For all of the sailors here, this movie will make your blood run cold. (Remember the Leader L) Looking forward to seeing it.

http://www.imdb.com/title/tt2025690/?ref_=nv_sr_1



> Synopsis
> A heroic action-thriller, “The Finest Hours” is the remarkable true story of the greatest small boat rescue in Coast Guard history. Presented in Digital 3D™ and IMAX® 3D, the film will transport audiences to the heart of the action, creating a fully-immersive cinematic experience on an epic scale. On February 18, 1952, a massive nor’easter struck New England, pummeling towns along the Eastern seaboard and wreaking havoc on the ships caught in its deadly path, including the SS Pendleton, a T-2 oil tanker bound for Boston, which was literally ripped in half, trapping more than 30 sailors inside its rapidly-sinking stern. As the senior officer on board, first assistant engineer Ray Sybert (Casey Affleck) soon realizes it is up to him to take charge of the frightened crew and inspire the men to set aside their differences and work together to ride out one of the worst storms to ever hit the East Coast. Meanwhile, as word of the disaster reaches the U.S. Coast Guard station in Chatham, Massachusetts, Warrant Officer Daniel Cluff (Eric Bana) orders a daring operation to rescue the stranded men.

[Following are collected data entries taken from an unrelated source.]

PR #188, opened 2017-01-27
+ next? and previous?

spape:
### Pagination Links

When endpoints provide indicators for current page position with links (like `next` and `previous`), LHS provides some functionalities to interact/use those links/information:

`next?` Tells you if there is a next link or not.

`previous?` Tells you if there is a previous link or not.


spec/record/pagination_links_spec.rb
```diff
@@ -0,0 +1,54 @@
...
+      Customer.where(name: name, page: page)
+    end
+
+    context 'next link is present, previous is not' do
+      let(:name) { 'Simpl' }
+      let(:page) { 2 }
+      let(:body) do
+        {
+          next: "http://datastore/customer?name=#{name}&page=3",
+          previous: "http://datastore/customer?name=#{name}&page=1",
```
crackofdusk: This does not match the context description: there is in fact a `previous` link.

spape: Fixed https://github.com/local-ch/lhs/pull/188/commits/443bbaef92807f30744b9da240eb5f19484783f2

PR #190, opened 2017-01-30
Record.includes_all(resource: :sub_resource)

spape:
*MAJOR VERSION*

## Include linked resources
  
When fetching records, you can specify in advance all the linked resources that you want to include in the results. With `includes` or `includes_all` (to enforce fetching all remote objects for paginated endpoints), LHS ensures that all matching and explicitly linked resources are loaded and merged.

### `includes_all` for paginated endpoints

In case endpoints are paginated and you are certain that you'll need all objects of a set and not only the first page/batch, use `includes_all`.

LHS will ensure that all linked resources are around by loading all pages (parallelized/performance optimized).

```ruby
customer = Customer.includes_all(contracts: :products).find(1)

# GET http://datastore/customers/1
# GET http://datastore/customers/1/contracts?limit=100
# GET http://datastore/customers/1/contracts?limit=10&offset=10
# GET http://datastore/customers/1/contracts?limit=10&offset=20
# GET http://datastore/products?limit=100
# GET http://datastore/products?limit=10&offset=10

customer.contracts.length # 33
customer.contracts.first.products.length # 22
```

## Important Facts:
- `all` and the internal mechanism that is self-paginating works with provided `options` (e.g. auth) now, was not the case before, before it was just accepting (params). This also makes this change a non-backwards-compatible change.
- `all` and the internal mechanism that is self-paginating makes parallel request to fetch a batch now (performance optimized), was not performance optimized before
- A warning is send to std_err if `includes` is used, but fetched result is paginated.


lib/lhs/concerns/record/all.rb
```diff
@@ -11,10 +11,12 @@ module ClassMethods
       # compute the amount of left over requests, do all the the left over requests
       # for the following pages and concatenate all the results in order to return
       # all the objects for a given resource.
-      def all(params = {})
-        limit = params[limit_key] || LHS::Pagination::DEFAULT_LIMIT
-        data = request(params: params.merge(limit_key => limit))
-        request_all_the_rest(data, params) if paginated?(data._raw)
+      def all(options = {})
+        options ||= {}
```
scan: Do you really need this when the default param is already set?

Averethel: @scan  `Record.all(nil)`

lib/lhs/concerns/record/all.rb
```diff
@@ -11,10 +11,12 @@ module ClassMethods
...
+        options[:params] ||= {}
+        options[:params] = options[:params].merge(limit_key => options[:params][limit_key] || LHS::Pagination::DEFAULT_LIMIT)
```
Averethel: why not `merge!`?
_minor_

lib/lhs/concerns/record/chainable.rb
```diff
@@ -190,6 +196,12 @@ def includes(*args)
         push Include.new(Chain.unfold(args))
       end
 
+      def includes_all(*args)
+        chain = push Include.new(Chain.unfold(args))
```
Averethel: parens `push(Include.new(Chain.unfold(args)))`

_minor_

lib/lhs/concerns/record/chainable.rb
```diff
@@ -265,6 +285,28 @@ def resolved_options
 
       private
 
+      def includes_all_to_references(args, parent = nil)
```
Averethel: Since we elsewhere follow pattern of splitting such methods in smaller parts based on a case how about doing this also here?

lib/lhs/pagination.rb
```diff
@@ -84,8 +84,8 @@ def current_page
     offset
   end
 
-  def next_offset
-    current_page + 1
+  def next_offset(step = 1)
```
Averethel: How about extracting those subclasses to separate files?

lib/lhs/concerns/record/all.rb
spape: Yes. @scan When nil is passed, default parameter is not applied.

lib/lhs/concerns/record/all.rb
spape: I try to prevent `merge!` as much as possible to keep hashes as immutable as possible. Otherwise those changes might bubble up.

lib/lhs/concerns/record/chainable.rb
spape: done 👍

spec/record/includes_all_spec.rb
```diff
@@ -0,0 +1,116 @@
...
+
+    let!(:products_request_page_3) do
+      additional_products_request(20, 2)
+    end
+
+    it 'includes all linked business objects no matter pagination' do
+      customer = Customer
+        .includes_all(contracts: :products)
+        .find(1)
+      expect(customer.contracts.length).to eq 33
```
skaestle: would be nice to have these in a `let(:expected_contracts_length)`

lib/lhs/concerns/record/all.rb
scan: Yes it can, but that would be a deliberate user error, I guess?

lib/lhs/concerns/record/chainable.rb
spape: done 👍

lib/lhs/pagination.rb
spape: done 👍

lib/lhs/concerns/record/all.rb
spape: I rather want the connivence of NOT running into an error when doing `Record.all(options)  # where options is nil` just because somebody wants to save one line of code.

PR #192, opened 2017-01-30
Accessors in collection

Averethel:
```ruby
class Record < LHS::Record
  endpoint ':datastore/records`'
end
```

Response:
```json
{
  "items":  [{ "name": "Steve" }],
  "extra":  "extra",
  "total":  1
}
```

# Before
```ruby
Record.where.extra

# => 
# undefined method `extra' for #<LHS::Collection::InternalCollection::Collection:0x007f9b59b1a7c8>
```

# After
```ruby
Record.where.extra

# => 
# "extra"
```

### DIFF
--- a/lib/lhs/concerns/proxy/accessors.rb
+++ b/lib/lhs/concerns/proxy/accessors.rb
@@ -1,0 +1,73 @@
+require 'active_support'
+
+class LHS::Proxy
+  module Accessors
+    extend ActiveSupport::Concern
+
+    private
+
+    # Keywords that would not be forwarded via method missing
+    # FIXME: Extend the set of keywords
+    BLACKLISTED_KEYWORDS = %w(new proxy_association)
+
+    def set(name, value)
+      key = name.to_s.gsub(/=$/, '')
+      _data._raw[key.to_sym] = value
+    end
+
+    def get(name, *args)
+      name = args.first if name == :[]
+      value = _data._raw[name.to_s]
+      if value.nil? && _data._raw.present?
+        value = _data._raw[name.to_sym]
+        value = _data._raw[name.to_s.classify.to_sym] if value.nil?
+      end
+      if value.is_a?(Hash)
+        handle_hash(value)
+      elsif value.is_a?(Array)
+        data = LHS::Data.new(value, _data)
+        collection = LHS::Collection.new(data)
+        LHS::Data.new(collection, _data)
+      else
+        convert(value)
+      end
+    end
+
+    def convert(value)
+      return value unless value.is_a?(String)
+      if date_time?(value)
+        Time.zone.parse(value)
+      elsif date?(value)
+        Date.parse(value)
+      else
+        value
+      end
+    end
+
+    def handle_hash(value)
+      record = LHS::Record.for_url(value[:href]) if value[:href]
+      data = LHS::Data.new(value, _data)
+      if record
+        record.new(data)
+      else
+        data
+      end
+    end
+
+    def date?(value)
+      value[date_time_regex, :date].presence
+    end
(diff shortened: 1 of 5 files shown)


lib/lhs/concerns/proxy/accessors.rb
```diff
@@ -0,0 +1,73 @@
...
+
+class LHS::Proxy
+  module Accessors
+    extend ActiveSupport::Concern
+
+    private
+
+    # Keywords that would not be forwarded via method missing
+    # FIXME: Extend the set of keywords
+    BLACKLISTED_KEYWORDS = %w(new proxy_association)
```
spape: Constants are only private if you use `private_constant`. I would put it on top. (minor)

lib/lhs/concerns/proxy/accessors.rb
```diff
@@ -0,0 +1,73 @@
...
+      name = args.first if name == :[]
+      value = _data._raw[name.to_s]
+      if value.nil? && _data._raw.present?
+        value = _data._raw[name.to_sym]
+        value = _data._raw[name.to_s.classify.to_sym] if value.nil?
+      end
+      if value.is_a?(Hash)
+        handle_hash(value)
+      elsif value.is_a?(Array)
+        data = LHS::Data.new(value, _data)
```
spape: Suggestion: Refactor this block to `handle_collection` (symmetry) and rename the above method to `handle_item` to be correct *minor*

spape: and it the new context of accessor we might give a more precise name, like `return_item`, `return_collection` or `access_item` / `access_collection`

spec/collection/accessors_spec.rb
```diff
@@ -0,0 +1,31 @@
+require 'rails_helper'
+
+describe LHS::Collection do
+  let(:datastore) { 'http://local.ch/v2' }
+  let(:items) { [{name: 'Steve'}] }
+  let(:extra) { 'extra' }
+  let(:collection) { Record.where }
```
spape: soon. `fetch`

spec/collection/accessors_spec.rb
```diff
@@ -0,0 +1,31 @@
...
+    let(:response_data) do
+      {
+        items: items,
+        extra: extra,
+        total: 1
+      }
+    end
+
+    before(:each) do
+      LHC.config.placeholder('datastore', datastore)
```
spape: Try to not copy this outdated pattern. I know there are still a lot of tests with the additional placeholder configuration. But it's just an overhead I started some time ago to continue writing tests the following way:

```ruby
before(:each) do
class Record < LHS::Record
  endpoint 'http://datastore/records'
end
stub_request(:get, %r{http://datastore/v2/records})
  .to_return(body: response_data.to_json)
end
```

spec/collection/accessors_spec.rb
spape: and BTW, this gives you the chain, not the collection ;)

spape:
Rubocop ;P

spape:
I recommend merging this before this major change: https://github.com/local-ch/lhs/pull/190

spec/collection/accessors_spec.rb
Averethel: yeah I wasn't sure which one is the current state of art so I used some other collection spec as a template.

spec/collection/accessors_spec.rb
Averethel: True but it gets resolved on access no?

Averethel:
@spape rubocop? what ruboccop? :trollface:

PR #193, opened 2017-02-03
Chainable `all`

spape:
*MAJOR VERSION*

`all` fetches all records from the service by doing multiple requests and resolving endpoint pagination if necessary.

Despite overwhelming odds, four men, led by Coast Guard Captain Bernie Webber (Chris Pine), set out in a wooden lifeboat with an ill-equipped engine and little, if any, means of navigation, facing frigid temperatures, 60-foot high waves and hurricane-force winds.


----------



## CougarKing (3 Aug 2015)

A trailer of this upcoming movie, starring Chris Pine as the Coxswain of a 1950s era USCG rescue launch:

"The Finest Hours" (youtube trailer)

No Starship _Enterprise_ this time for Chris Pine.  ;D


----------